Although DL algorithms have demonstrated promising diagnostic performance in the detection and segmentation of TNs, certain limitations persist within the included studies. First, most of the studies do not provide sufficient detailed information on model parameters or fine-tuning strategies, limiting our ability to evaluate the robustness, reproducibility, and generalizability of the models across different clinical scenarios. Second, few studies have reported on the computational cost, especially in terms of computational resources and processing time in the inference phase. These are especially critical for the deployment of models in real clinical settings, as processing speed and hardware efficiency directly affect their usability. In the absence of information on inference elapsed time or hardware requirements, it is difficult to determine whether these models are suitable for embedding in routine diagnostic processes. In addition, some of the studies exhibit potential biases, including selection bias and validation bias. These biases may arise from the inclusion of data from only a specific institution, a specific image quality, or a single population, which may limit the model’s ability to generalize to a wide range of populations. At the same time, insufficient external data validation further affects the judgment of its clinical applicability. This is in line with the retrospective data issues mentioned by Chu et al [73] in their meta-analysis of retinopathy of prematurity diagnosis.

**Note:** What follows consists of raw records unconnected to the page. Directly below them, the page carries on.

Issue #3286, opened 2025-03-05
db.updateRow is setting a private field to null.


Draice:
### Describe the bug

I've got this method in my "zone_endpoint.dart" file:

```
/// Edits a given zone.
  Future<Zone?> editZone(
      Session session, int zoneId, String name, String description) async {
    var zone = await Zone.db.findById(session, zoneId);

    // If the zone exists, update its properties.
    if (zone != null) {
      // Preserve the realmId
      final realmId = zone.realmId;

      zone.name = name;
      zone.description = description;
      zone.realmId = realmId; // Ensure realmId is preserved

      await Zone.db.updateRow(session, zone);
    }

    return zone;
  }
```

These are my two model files:

```
class: Zone
table: zone
fields:
  name: String
  description: String
  locations: List<Location>?, relation
  combatEncounters: List<CombatEncounter>?, relation
  realmId: int?, relation(parent=realm, onDelete=Cascade)
```

and

```
class: Realm
table: realm
fields:
  name: String
  description: String
  zones: List<Zone>?, relation
  worldId: int?, relation(parent=world, onDelete=Cascade)
```

This is the before screen shot when I update the name and description of 'Zone B' to 'Zone C'
![Image](https://github.com/user-attachments/assets/c1c8981c-3c20-4411-8fca-7671c7535a36)

and after:
![Image](https://github.com/user-attachments/assets/0da9482b-e59f-4e16-b781-2b299bc597b9)

Notice that while the foreign key is preserved, there's what appears to be a private field "_realmZonesRealmId" that is getting set to null. When I restart my app, it is no longer able to fine the renamed "Zone C".

### To reproduce

1. Use the provided snippets above to create a Zone.spy and Realm.spy file. 
2. Create a zone_endpoint.dart with the method provided above
3. Call that method from a test app
4. Notice that the _realmZonesRealmId field is being set to null.

### Expected behavior

_realmZonesRealmId does not get set to null, it retains its original value.

### Library version

Serverpod 2.3.1

### Platform information

Flutter Web

### How experienced are you with this library?

Beginner - Just getting started with this library

### Are you interested in working on a PR for this?

- [ ] I want to work on this

SandPod:
Hey @Draice!

Thank for the bug report!

### Where _realmZonesRealmId comes from

The reason that there is private field `_realmZonesRealmId` stored in the Zones table is that you are configuring a one-to-many relationship from `Realm` (one) to `Zones` (many) through the `Realm.zones` field.

[...]

PR #3327, opened 2025-03-20
fix: Prevent query exception from id column in update queries.

SandPod:
This PR fixes two exceptions that could occur when performing an update query.

1. Prevents update query to throw if an update query was performed on a model without any fields.
2. Prevents update query to throw if the `id` column was specified as a column to be updated.

Found when exploring the fix for #3286 

## Pre-launch Checklist

## Breaking changes

None - simple stability fix.

### DIFF
--- a/packages/serverpod/lib/src/database/adapters/postgres/database_connection.dart
+++ b/packages/serverpod/lib/src/database/adapters/postgres/database_connection.dart
@@ -187,7 +187,10 @@ class DatabaseConnection {
 
     if (columns != null) {
       _validateColumnsExists(columns, table);
-      selectedColumns = [table.id, ...columns];
+      selectedColumns = [
+        ...columns,
+        if (!columns.contains(table.id)) table.id,
+      ];
     }
 
     var selectedColumnNames = selectedColumns.map((e) => e.columnName);
--- a/packages/serverpod/lib/src/database/adapters/postgres/database_connection.dart
+++ b/packages/serverpod/lib/src/database/adapters/postgres/database_connection.dart
@@ -198,7 +198,6 @@ class DatabaseConnection {
     var values = _createQueryValueList(rows, selectedColumns);
 
     var setColumns = selectedColumnNames
-        .where((columnName) => columnName != 'id')
         .map((columnName) => '"$columnName" = data."$columnName"')
         .join(', ');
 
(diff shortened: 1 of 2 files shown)


packages/serverpod/lib/src/database/adapters/postgres/database_connection.dart
```diff
@@ -187,7 +187,10 @@ class DatabaseConnection {
 
     if (columns != null) {
       _validateColumnsExists(columns, table);
-      selectedColumns = [table.id, ...columns];
+      selectedColumns = [
+        ...columns,
+        if (!columns.contains(table.id)) table.id,
+      ];
```
nielsenko, line 193: Would it make sense to use a set instead? I suppose selectedColumns should never contain duplicates.

nielsenko (approved):
LGTM. Could consider to use sets instead of lists for columns, but that is likely a larger change.

I'm not familiar with this part of the code, so you may want a second opinion.

packages/serverpod/lib/src/database/adapters/postgres/database_connection.dart
SandPod: Good point! I think a set would be a better data structure here 👍

SandPod: Fixed here: [cc1e27d](https://github.com/serverpod/serverpod/pull/3327/commits/cc1e27d5bfdabcf9a145ba80d14622c57d055026)

We can't change the input since that would be a breaking change. But we can modify the internal representation.

packages/serverpod/lib/src/database/adapters/postgres/database_connection.dart
```diff
@@ -674,7 +671,7 @@ class DatabaseConnection {
     return resolvedListRelations;
   }
 
-  void _validateColumnsExists(List<Column> columns, Table table) {
+  void _validateColumnsExists(Set<Column> columns, Table table) {
     for (var column in columns) {
       if (!table.columns.any((c) => c.columnName == column.columnName)) {
```
nielsenko, line 676: Double iterations like these always makes me a little vary. I would like `table.columns` to be a set as well. Then this n-square loop could be replaced with a linear one (assuming a HashSet). Actually `A.intersection(B) == B` can be answered in log(n) time depending on the set implementation.

For most practical purposes it probably don't matter as the sets are small, but perhaps something to consider for later.

nielsenko (approved):
LGTM. It did give rise for another comment 😄

nielsenko (approved):
LGTM 🚀

Issue #3333, opened 2025-03-21
Wasm builds are broken when client or sessino manager are initialized in main


KristijanZic:
### Describe the bug

Running a Serverpod project with Serverpod auth in wasm throws the following error if the Client or SessionManager is instantiated in the main method.
```sh
flutter run -d chrome --wasm --debug --verbose
```

ERROR:
```sh
Unsupported operation: Platform._version
main.dart.mjs:60     at module0.Error._throwWithCurrentStackTrace (http://localhost:56374/main.dart.wasm:wasm-function[822]:0x2a28cf)
    at module0._Platform._version (http://localhost:56374/main.dart.wasm:wasm-function[27455]:0x4b76c5)
    at module0._Platform.version (http://localhost:56374/main.dart.wasm:wasm-function[27454]:0x4b76b6)
    at module0.Platform.version initializer (http://localhost:56374/main.dart.wasm:wasm-function[27453]:0x4b76a6)
    at module0.Platform.version initializer (http://localhost:56374/main.dart.wasm:wasm-function[27452]:0x4b769e)
    at module0._getHttpVersion (http://localhost:56374/main.dart.wasm:wasm-function[27451]:0x4b7685)
    at module0.new _HttpClient (initializer) (http://localhost:56374/main.dart.wasm:wasm-function[27445]:0x4b7600)
    at module0._HttpClient (http://localhost:56374/main.dart.wasm:wasm-function[27444]:0x4b7568)
```

### To reproduce

Test this repository:
https://github.com/KristijanZic/wasmpod/blob/master/wasmpod_server/README.md

### Expected behavior

Wasm builds should just work.

### Library version

2.4.0

### Platform information

wasm

### How experienced are you with this library?

None

### Are you interested in working on a PR for this?

- [ ] I want to work on this

SandPod:
Fixed by https://github.com/serverpod/serverpod/pull/3334

PR #3334, opened 2025-03-21
fix: Wasm support in serverpod client

KristijanZic:
Wasm build is broken because serverpod client assumes `dart.library.js` is available in wasm builds but it's not. We should use `dart.library.js_interop` instead which doesn't break the old web users but is now also passing for wasm.

This PR fixes the issue #3333

## Pre-launch Checklist

## Breaking changes


nielsenko:
LGTM 🚀 Thanks for contributing

nielsenko (approved):

KristijanZic:
Any time, thank you! 😃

The inclusion criteria for this study cover a wide range of study designs (like randomized controlled trials, cohort studies, case-control studies, and cross-sectional studies). It is worth noting that all the studies ultimately included are retrospective, which reduces methodological heterogeneity to a certain extent. Nevertheless, it also precludes us from carrying out subgroup analyses or adjustments with respect to study type. Consequently, it limits our ability to perform a subgroup analysis or adjustments for the performance of the model across different study contexts of a comprehensive assessment. In addition, retrospective studies are inherently more susceptible to selection bias and information bias, which may interfere with the estimation of model diagnostic performance. Therefore, caution should be exercised when interpreting the combined results and emphasizing the need for more prospective, high-quality studies in the future to validate the robustness and generalizability of the current findings.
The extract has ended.